This work addresses the challenge that analog neural networks exhibit significant circuit-level deviations from their nominal models due to process variations, while existing verification methods suffer from poor efficiency. To overcome this, the paper introduces, for the first time, a polynomial modeling approach to capture the nonlinear behavior of neuron circuits under process variations and integrates it with polynomial zonotopes for reachability analysis, enabling efficient formal verification. The proposed method eliminates the need for time-consuming Monte Carlo simulations and demonstrates remarkable scalability: it successfully verifies fully connected and convolutional analog neural networks across three datasets, reducing verification time from days to seconds while covering 99% of variation samples, thereby substantially enhancing both the scalability and reliability of analog neural network verification.
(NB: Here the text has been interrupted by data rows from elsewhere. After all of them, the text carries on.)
PR #343, opened 2024-10-27
(shortfin-sd) add e2e test + fixes for batched requests

monorimet:
Put some railings around concurrent program invocations, fix batched image responses.

This lets us do more without relying on iree vm context forking, ensuring our shared resources are being locked when appropriate. When context forking support lands, we should enable a knob to increase the number of inference proc concurrencies per fiber.

I'm not too sure about the use cases for these large input batches... we'll need to stress test a stream of many client requests, as that's a more likely scenario.

image


monorimet:
Switched SD scheduler module sourcing over to a version that enables dynamic num_inference_steps by use of static caches for small, data-dependent values.

This generally reduces the cases for which we consider requests disjoint.

Example of what this allows without any extra headache:
image

.github/workflows/ci-sdxl.yaml
```diff
@@ -0,0 +1,103 @@
...
+  cancel-in-progress: true
+
+env:
+  IREE_REPO_DIR: ${{ github.workspace }}/iree
+  LIBSHORTFIN_DIR: ${{ github.workspace }}/shortfin/
+
+jobs:
+  build-and-test:
+    name: Build and test
+    runs-on: ubuntu-24.04
```
monorimet, line 40: @saienduri What will it take to get this .yml spinning on a MI300x?

monorimet: I noticed some other jobs running on a llama MI300 runner, can we do the same for SDXL?

saienduri: Yeah we can. Do we want SPX? Also how long would a job take (seems pretty quick) and how often would it run?

monorimet: SPX is ok to start, we can parametrize a bit once we get larger scenario tests/benchmarks running nightly. The e2e test here should take under a minute to complete, but we will want a place with room to grow. maybe a small suite (splat weights, small scenarios) for pre-submit and a slow suite (like mlperf CI) that runs nightly?

marbre (commented):
Quick question, how does `.github/workflows/ci-sdxl.yaml` differ from `.github/workflows/ci_linux_x64-libshortfin.yml`? Without a diff seems pretty similar.

monorimet:
> Quick question, how does `.github/workflows/ci-sdxl.yaml` differ from `.github/workflows/ci_linux_x64-libshortfin.yml`? Without a diff seems pretty similar.

They are essentially the same in current form, save for the pytest command. The idea is that this will soon include model exports from sharktank and perhaps run on different triggers and/or runners.

marbre:
> > Quick question, how does `.github/workflows/ci-sdxl.yaml` differ from `.github/workflows/ci_linux_x64-libshortfin.yml`? Without a diff seems pretty similar.
> 
> They are essentially the same in current form, save for the pytest command. The idea is that this may soon pull in model exports from sharktank and perhaps run on different triggers and/or runners.

We've testing on AMDGPU on our list. But rather than duplicating `.github/workflows/ci_linux_x64-libshortfin.yml` a matrix strategy which allows to run (at least) on different runners seems more suitable :)

.github/workflows/ci-sdxl.yaml
saienduri: Ok cool, free to get started with this label: `mi300-sdxl-kernel`. This is shared with the kernel benchmarking repo, but other than a nightly there isn't too much traffic there. When we are ready for a nightly here, we can find a good time to schedule it

saienduri:
I think this sdxl testing suite will be growing in what it tests (API calls, exports, etc.) which are sdxl specific. Seems fine to be in its standalone file

shortfin/python/shortfin_apps/sd/components/generate.py
```diff
@@ -95,12 +96,8 @@ async def run(self):
...
             # TODO: stream image outputs
             logging.debug("Responding to one shot batch")
-            out = io.BytesIO()
-            result_images = [p.result_image for p in gen_processes]
-            for idx, result_image in enumerate(result_images):
-                out.write(result_image)
-                # TODO: save or return images
-                logging.debug("Wrote images as bytes to response.")
-            self.responder.send_response(out.getvalue())
+            response_data = {"images": [p.result_image for p in gen_processes]}
```
stellaraccident, line 99: A couple of notes to self here: a) Need to get tracing tags up to this level so we can see specific overheads, b) need to add a general purpose IO task queue so we can easily offload stuff like this to a side-thread

shortfin/python/shortfin_apps/sd/components/service.py
```diff
@@ -48,15 +50,17 @@ def __init__(
...
         self.workers = []
         self.fibers = []
+        self.locks = []
         for idx, device in enumerate(self.sysman.ls.devices):
             for i in range(self.procs_per_device):
                 worker = sysman.ls.create_worker(f"{name}-inference-{device.name}-{i}")
                 fiber = sysman.ls.create_fiber(worker, devices=[device])
                 self.workers.append(worker)
                 self.fibers.append(fiber)
+                self.locks.append(asyncio.Lock())
```
stellaraccident, line 63: huh - didn't know this worked yet.

shortfin/python/shortfin_apps/sd/components/service.py
```diff
@@ -514,17 +525,17 @@ async def _denoise(self, device, requests):
                 "".join([f"\n  {i}: {ary.shape}" for i, ary in enumerate(unet_inputs)]),
             )
             await device
-            (noise_pred,) = await fns["unet"](*unet_inputs)
+            (noise_pred,) = await fns["unet"](*unet_inputs, fiber=self.fiber)
             await device
```
stellaraccident, line 529: We should be able to take all of these explicit device waits out after my patch (#350) lands. We could use some more framework tests on dependencies to be sure but should be ok (all of my examples to you guys had waits in them so as to not trip you up while things were getting worked out).

Leave in for now and we can come back.

shortfin/python/shortfin_apps/sd/components/service.py
```diff
@@ -591,5 +603,8 @@ async def _postprocess(self, device, requests):
             # TODO: reimpl with sfnp
             permuted = np.transpose(req.image_array, (0, 2, 3, 1))[0]
             cast_image = (permuted * 255).round().astype("uint8")
-            req.result_image = Image.fromarray(cast_image).tobytes()
+            image_bytes = Image.fromarray(cast_image).tobytes()
```
stellaraccident, line 606: Another thing that should go to an IO thread pool.

shortfin/tests/apps/sd/e2e_test.py
```diff
@@ -0,0 +1,201 @@
...
+            img = bytes_to_img(item.encode("utf-8"), idx, width, height)
+            imgs.append(img)
+
+    except requests.exceptions.RequestException as e:
+        print(f"Error sending the request: {e}")
+
+    return imgs, response.status_code
+
+
+def find_free_port():
```
stellaraccident, line 185: This and the above has been copied a couple of times now. Probably need a test_utils of some kind.

stellaraccident (approved):
Looks good. Fair bit of low hanging fruit, but let's get this in/tested and then grind on some tracing and perf improvements.

monorimet:
FYI @marbre @stellaraccident I have changed the sharktank unit tests to always trigger since we require the job to pass. If we do not trigger a required workflow, it will prevent the PRs from merging normally.

An alternative is to create a duplicate workflow with the same appearance that auto-passes, fulfilling the requirement without running unnecessary jobs. I wasn't able to get this working and it seems hacky.

ScottTodd:
> FYI @marbre @stellaraccident I have changed the sharktank unit tests to always trigger since we require the job to pass. If we do not trigger a required workflow, it will prevent the PRs from merging normally.
> 
> An alternative is to create a duplicate workflow with the same appearance that auto-passes, fulfilling the requirement without running unnecessary jobs. I wasn't able to get this working and it seems hacky.

In general, please make such changes in their own small PRs so we can review changes more easily and have a clean commit history for each project component. This PR has lots of commits touching different areas.

For this particular issue (required checks not being compatible with `paths` filters, I've only found a few workflows to be effective:
1. Use path filters but not required checks. This puts the responsibility on authors and reviewers to check for workflow results before merging. It also makes it difficult to trust auto-merge, since that will not wait for non-required checks.
2. Always run all checks. This can waste CI resources (particularly if jobs are slow or use expensive runners) but is predictable.
3. Always run the checks, but move the path filters into a workflow, like https://github.com/iree-org/iree/blob/main/.github/workflows/ci.yml, https://github.com/iree-org/iree/blob/main/.github/workflows/setup.yml, and https://github.com/iree-org/iree/blob/main/build_tools/github_actions/configure_ci.py

renxida:
This broke shortfin build for me, @vinayakdsci , and Stephen.

Looks like CMAKE doesn't support commit hashes when they're a few commits away from HEAD.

Analog neural networks are gaining attention due to their efficiency in terms of power consumption and processing speed. However, since analog neural networks are implemented as physical circuits, they are highly sensitive to manufacturing process variations, which can cause large deviations from the nominal model. We present a polynomial-based model that resembles the performance of the neuron circuit under process variations. Then, we formally verify the behavior of the circuit-level model using reachability analysis with polynomial zonotopes, thus, avoiding conventional, time-consuming Monte Carlo simulations. We evaluate our proposed verification approach on three different datasets, verifying both fully-connected and convolutional analog neural networks. Our experimental results confirm the effectiveness of our verification approach by reducing the verification time from days to seconds while enclosing 99% of the variation samples.